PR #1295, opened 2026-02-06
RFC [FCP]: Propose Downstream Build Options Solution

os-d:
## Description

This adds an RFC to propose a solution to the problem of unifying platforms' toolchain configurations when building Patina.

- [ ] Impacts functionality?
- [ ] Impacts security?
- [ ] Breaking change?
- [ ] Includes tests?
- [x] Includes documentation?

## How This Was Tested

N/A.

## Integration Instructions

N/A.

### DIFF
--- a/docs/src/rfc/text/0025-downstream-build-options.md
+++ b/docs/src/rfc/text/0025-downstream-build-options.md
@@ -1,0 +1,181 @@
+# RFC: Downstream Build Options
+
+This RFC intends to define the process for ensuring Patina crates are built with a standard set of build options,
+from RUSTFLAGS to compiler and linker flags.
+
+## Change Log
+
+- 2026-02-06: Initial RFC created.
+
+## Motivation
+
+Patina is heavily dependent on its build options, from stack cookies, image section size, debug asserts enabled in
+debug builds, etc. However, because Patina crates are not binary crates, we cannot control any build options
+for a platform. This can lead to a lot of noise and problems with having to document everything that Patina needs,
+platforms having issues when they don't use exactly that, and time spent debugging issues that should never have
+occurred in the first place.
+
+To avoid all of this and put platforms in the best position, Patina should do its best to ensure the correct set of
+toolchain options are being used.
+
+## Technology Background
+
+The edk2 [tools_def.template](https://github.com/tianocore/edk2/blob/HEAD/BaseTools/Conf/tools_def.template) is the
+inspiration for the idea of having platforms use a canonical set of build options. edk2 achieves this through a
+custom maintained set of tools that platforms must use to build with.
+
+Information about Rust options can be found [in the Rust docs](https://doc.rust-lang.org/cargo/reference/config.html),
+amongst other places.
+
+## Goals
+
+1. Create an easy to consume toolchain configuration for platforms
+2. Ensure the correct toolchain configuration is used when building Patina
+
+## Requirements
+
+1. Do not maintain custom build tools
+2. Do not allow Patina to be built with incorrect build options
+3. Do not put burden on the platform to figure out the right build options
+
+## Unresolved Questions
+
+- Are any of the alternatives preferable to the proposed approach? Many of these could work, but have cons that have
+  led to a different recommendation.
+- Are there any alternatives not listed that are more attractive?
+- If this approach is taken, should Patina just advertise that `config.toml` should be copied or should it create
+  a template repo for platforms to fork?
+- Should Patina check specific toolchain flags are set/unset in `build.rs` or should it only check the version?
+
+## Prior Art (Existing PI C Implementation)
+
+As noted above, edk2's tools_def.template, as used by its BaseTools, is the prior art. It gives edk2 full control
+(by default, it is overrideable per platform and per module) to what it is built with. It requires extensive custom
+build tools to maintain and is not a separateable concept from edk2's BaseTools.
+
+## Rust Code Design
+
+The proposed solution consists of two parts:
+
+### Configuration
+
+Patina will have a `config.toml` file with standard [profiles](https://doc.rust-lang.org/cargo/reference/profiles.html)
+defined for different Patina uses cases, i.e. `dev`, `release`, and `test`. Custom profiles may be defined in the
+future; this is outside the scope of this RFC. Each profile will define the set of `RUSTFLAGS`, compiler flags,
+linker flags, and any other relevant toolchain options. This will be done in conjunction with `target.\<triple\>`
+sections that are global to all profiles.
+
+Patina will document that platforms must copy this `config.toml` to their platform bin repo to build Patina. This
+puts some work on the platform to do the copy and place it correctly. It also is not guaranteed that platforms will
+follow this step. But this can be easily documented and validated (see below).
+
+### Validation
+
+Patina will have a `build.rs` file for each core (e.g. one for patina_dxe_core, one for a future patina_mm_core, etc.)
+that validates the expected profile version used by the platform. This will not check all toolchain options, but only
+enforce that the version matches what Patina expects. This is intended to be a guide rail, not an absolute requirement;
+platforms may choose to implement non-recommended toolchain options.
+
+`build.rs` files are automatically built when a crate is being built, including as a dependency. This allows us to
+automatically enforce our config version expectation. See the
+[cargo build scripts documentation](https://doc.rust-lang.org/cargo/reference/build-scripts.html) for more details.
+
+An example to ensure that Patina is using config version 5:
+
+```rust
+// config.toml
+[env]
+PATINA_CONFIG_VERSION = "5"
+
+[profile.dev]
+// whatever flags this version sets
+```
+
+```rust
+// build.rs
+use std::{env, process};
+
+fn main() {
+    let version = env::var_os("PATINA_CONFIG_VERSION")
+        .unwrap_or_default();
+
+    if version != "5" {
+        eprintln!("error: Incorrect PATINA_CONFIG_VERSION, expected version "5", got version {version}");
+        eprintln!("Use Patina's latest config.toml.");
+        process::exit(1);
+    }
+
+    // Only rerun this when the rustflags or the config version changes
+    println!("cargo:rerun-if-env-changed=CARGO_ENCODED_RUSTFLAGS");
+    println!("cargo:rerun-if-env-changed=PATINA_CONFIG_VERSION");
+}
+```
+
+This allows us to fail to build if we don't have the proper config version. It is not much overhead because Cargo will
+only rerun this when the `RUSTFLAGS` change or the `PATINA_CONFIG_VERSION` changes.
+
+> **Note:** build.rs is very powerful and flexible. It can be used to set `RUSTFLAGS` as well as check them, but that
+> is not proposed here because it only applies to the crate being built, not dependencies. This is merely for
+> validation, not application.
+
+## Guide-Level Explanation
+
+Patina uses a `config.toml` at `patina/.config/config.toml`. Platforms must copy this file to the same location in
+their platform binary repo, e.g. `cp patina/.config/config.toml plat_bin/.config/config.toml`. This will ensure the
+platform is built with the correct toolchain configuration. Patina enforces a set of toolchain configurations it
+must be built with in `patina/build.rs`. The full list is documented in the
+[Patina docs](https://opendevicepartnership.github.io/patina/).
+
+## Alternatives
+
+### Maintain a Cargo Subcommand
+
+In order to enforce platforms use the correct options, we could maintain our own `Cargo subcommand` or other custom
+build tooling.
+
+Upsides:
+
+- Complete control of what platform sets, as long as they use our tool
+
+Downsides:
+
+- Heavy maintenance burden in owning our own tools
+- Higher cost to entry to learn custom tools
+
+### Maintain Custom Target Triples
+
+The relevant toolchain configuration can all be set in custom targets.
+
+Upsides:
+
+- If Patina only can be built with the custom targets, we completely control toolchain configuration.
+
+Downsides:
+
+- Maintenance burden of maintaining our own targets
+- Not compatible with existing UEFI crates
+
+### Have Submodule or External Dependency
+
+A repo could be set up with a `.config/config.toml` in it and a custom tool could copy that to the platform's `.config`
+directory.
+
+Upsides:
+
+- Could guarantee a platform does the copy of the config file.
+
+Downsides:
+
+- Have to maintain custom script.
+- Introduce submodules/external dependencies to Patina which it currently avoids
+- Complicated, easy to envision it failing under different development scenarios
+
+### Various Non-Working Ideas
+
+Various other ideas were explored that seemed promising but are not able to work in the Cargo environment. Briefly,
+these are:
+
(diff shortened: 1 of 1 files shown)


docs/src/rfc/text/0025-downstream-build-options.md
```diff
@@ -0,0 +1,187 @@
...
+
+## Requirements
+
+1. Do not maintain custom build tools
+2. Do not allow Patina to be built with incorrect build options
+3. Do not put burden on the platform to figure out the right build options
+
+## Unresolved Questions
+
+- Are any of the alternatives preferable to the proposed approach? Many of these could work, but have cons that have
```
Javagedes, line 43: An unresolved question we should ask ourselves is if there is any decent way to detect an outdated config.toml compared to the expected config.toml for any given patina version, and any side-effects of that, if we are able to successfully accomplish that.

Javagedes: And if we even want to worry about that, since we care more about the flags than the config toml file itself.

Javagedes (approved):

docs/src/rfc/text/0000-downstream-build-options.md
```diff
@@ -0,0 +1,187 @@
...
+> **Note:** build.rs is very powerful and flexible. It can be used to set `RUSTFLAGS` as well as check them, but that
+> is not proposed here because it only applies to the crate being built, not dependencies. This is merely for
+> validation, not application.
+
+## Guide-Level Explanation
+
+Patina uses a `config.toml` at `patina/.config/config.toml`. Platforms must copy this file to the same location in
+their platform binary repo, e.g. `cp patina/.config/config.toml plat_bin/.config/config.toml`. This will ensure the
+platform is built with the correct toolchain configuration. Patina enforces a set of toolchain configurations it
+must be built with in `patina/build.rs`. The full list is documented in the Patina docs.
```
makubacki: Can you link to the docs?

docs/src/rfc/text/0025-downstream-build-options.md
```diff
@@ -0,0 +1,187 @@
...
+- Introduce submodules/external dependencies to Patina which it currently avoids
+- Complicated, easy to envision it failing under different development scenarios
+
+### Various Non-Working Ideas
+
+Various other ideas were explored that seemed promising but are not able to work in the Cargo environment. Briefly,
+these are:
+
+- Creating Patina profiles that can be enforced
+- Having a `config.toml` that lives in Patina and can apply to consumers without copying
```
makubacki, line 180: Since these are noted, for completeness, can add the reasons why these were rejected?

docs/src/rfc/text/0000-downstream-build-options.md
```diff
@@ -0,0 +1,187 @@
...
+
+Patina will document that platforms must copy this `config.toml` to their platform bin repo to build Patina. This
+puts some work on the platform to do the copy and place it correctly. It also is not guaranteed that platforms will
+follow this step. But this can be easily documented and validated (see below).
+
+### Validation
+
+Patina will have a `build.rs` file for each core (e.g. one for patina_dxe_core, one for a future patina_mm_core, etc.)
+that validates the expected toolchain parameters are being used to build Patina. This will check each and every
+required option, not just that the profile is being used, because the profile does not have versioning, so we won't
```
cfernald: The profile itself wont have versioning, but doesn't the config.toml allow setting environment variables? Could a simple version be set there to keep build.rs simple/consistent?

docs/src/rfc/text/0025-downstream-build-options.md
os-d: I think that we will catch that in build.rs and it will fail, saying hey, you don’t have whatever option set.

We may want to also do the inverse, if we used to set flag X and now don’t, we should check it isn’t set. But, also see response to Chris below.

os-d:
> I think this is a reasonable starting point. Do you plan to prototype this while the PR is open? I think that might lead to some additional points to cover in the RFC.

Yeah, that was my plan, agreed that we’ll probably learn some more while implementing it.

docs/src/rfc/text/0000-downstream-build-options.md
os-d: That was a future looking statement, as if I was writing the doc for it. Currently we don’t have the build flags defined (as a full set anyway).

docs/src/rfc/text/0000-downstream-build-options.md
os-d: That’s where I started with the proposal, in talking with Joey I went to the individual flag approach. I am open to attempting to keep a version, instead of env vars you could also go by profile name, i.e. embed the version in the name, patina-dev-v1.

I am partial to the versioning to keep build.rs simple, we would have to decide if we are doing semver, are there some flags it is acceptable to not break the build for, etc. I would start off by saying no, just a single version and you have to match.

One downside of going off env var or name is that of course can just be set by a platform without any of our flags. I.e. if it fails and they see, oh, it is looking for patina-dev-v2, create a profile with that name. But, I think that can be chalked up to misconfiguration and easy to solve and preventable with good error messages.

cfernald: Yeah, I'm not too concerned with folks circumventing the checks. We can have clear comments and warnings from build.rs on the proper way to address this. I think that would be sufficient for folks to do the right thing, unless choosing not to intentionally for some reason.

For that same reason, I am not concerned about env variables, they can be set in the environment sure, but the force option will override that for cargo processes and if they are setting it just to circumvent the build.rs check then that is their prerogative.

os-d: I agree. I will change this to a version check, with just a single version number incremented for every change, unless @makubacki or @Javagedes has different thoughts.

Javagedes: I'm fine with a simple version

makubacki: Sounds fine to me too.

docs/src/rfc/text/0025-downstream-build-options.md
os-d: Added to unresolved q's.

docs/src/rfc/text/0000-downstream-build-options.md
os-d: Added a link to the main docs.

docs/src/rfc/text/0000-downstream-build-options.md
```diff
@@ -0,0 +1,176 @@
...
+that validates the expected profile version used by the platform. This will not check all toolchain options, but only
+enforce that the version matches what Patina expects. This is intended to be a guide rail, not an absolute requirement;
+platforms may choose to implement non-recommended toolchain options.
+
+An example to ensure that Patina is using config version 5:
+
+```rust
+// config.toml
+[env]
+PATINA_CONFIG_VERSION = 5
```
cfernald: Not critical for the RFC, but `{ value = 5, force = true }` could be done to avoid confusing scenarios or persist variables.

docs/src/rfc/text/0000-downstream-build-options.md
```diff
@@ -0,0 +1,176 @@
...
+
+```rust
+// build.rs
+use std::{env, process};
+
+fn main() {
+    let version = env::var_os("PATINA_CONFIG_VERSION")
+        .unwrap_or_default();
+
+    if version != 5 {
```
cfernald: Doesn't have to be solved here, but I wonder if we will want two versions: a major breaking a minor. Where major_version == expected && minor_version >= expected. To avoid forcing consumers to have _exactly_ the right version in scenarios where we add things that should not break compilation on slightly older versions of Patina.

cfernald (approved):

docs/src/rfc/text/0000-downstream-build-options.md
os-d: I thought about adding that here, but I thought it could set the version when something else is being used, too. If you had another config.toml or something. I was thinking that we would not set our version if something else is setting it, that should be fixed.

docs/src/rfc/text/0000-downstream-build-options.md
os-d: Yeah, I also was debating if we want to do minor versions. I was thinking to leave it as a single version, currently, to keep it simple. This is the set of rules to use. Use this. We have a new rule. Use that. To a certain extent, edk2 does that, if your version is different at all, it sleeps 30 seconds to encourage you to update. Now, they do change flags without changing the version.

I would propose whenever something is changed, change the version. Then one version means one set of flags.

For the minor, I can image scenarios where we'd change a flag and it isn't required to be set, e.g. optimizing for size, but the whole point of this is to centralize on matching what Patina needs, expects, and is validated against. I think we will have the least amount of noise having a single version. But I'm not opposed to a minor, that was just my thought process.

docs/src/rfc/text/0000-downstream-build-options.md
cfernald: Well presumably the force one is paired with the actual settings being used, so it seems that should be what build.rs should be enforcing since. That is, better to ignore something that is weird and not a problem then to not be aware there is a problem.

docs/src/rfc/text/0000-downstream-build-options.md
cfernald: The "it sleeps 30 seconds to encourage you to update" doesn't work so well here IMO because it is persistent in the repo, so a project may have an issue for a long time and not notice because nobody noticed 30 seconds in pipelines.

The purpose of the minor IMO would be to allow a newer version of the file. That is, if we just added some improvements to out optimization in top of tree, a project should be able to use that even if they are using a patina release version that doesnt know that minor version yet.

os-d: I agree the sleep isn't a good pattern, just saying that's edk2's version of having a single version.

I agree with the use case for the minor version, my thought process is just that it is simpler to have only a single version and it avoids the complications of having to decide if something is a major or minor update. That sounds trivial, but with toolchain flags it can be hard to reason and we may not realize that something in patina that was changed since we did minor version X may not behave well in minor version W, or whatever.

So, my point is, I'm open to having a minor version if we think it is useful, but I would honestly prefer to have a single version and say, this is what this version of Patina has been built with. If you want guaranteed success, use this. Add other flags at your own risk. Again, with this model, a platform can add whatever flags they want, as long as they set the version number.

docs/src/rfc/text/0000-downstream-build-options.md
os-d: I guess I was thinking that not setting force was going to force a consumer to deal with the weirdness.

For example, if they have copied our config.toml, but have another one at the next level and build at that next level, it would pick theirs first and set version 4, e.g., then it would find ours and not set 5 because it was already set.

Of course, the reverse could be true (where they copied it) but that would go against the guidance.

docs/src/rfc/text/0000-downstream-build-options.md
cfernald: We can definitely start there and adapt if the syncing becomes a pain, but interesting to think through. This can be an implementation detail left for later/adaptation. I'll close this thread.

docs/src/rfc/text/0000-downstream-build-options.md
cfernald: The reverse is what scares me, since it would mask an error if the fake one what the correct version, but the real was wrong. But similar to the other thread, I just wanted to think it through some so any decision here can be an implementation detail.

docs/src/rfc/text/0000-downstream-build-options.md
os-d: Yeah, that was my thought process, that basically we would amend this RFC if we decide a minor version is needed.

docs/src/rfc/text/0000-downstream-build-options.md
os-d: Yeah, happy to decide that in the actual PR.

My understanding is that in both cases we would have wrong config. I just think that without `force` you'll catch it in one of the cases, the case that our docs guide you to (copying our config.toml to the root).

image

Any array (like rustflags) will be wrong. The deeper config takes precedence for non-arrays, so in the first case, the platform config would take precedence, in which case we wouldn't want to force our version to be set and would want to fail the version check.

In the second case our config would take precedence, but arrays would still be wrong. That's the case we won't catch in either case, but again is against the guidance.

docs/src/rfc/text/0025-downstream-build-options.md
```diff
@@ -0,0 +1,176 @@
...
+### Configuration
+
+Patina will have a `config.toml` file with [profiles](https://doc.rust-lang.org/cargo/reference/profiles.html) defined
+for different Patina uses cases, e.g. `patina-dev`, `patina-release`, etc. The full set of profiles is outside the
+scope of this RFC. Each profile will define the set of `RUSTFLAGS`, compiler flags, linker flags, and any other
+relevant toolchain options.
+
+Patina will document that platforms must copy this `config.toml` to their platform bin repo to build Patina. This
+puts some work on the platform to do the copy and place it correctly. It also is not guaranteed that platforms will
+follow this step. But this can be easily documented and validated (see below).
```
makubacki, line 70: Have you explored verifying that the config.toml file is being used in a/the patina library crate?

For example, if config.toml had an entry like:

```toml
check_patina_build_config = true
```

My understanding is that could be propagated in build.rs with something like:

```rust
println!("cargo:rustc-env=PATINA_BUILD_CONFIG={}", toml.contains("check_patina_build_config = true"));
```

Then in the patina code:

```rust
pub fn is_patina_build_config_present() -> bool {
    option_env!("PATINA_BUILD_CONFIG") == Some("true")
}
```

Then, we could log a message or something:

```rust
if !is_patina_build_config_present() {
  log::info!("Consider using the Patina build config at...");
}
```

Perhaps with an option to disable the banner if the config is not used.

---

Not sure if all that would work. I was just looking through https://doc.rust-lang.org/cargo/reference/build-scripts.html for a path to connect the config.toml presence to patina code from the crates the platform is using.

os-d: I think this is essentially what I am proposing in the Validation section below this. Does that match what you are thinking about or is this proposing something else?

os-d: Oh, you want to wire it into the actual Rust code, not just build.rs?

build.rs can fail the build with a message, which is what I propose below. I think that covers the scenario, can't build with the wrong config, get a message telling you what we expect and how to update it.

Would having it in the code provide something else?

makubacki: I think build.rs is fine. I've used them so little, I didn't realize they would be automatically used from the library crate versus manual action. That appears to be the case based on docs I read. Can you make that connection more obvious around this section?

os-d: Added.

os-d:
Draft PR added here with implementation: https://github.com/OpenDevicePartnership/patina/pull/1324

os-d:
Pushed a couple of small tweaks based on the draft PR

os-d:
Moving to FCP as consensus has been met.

WHAT THE EXERCISE ASKS -> Using the listing above, state the number of lines that hold "outside", with no other text.

RESULT BELOW -> 2